Issue #72, opened 2018-11-26
Move the GBT tools from reg_utils python scripts to RPC module


lpetre-ulb:
## Brief summary of issue

As described in [this issue](https://github.com/cms-gem-daq-project/reg_utils/issues/41), the `gbt.py` tool cannot be called on the CTP7 with the 12 OH's address table, because of out-of-memory error.

The best solution would be to implement the features of the [`gbt.py` tool](https://github.com/cms-gem-daq-project/reg_utils/blob/master/python/reg_interface/scripts/gbt.py) within RPC functions.

The required features are 

* Program the GBTX from config file.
========
EXERCISE DETAILS :: After locating the line above that contains "As described in", write out that line and every later one exactly, through the last line of the material, and nothing else.

WRITTEN RESPONSE ::
As described in [this issue](https://github.com/cms-gem-daq-project/reg_utils/issues/41), the `gbt.py` tool cannot be called on the CTP7 with the 12 OH's address table, because of out-of-memory error.

The best solution would be to implement the features of the [`gbt.py` tool](https://github.com/cms-gem-daq-project/reg_utils/blob/master/python/reg_interface/scripts/gbt.py) within RPC functions.

The required features are 

* Program the GBTX from config file.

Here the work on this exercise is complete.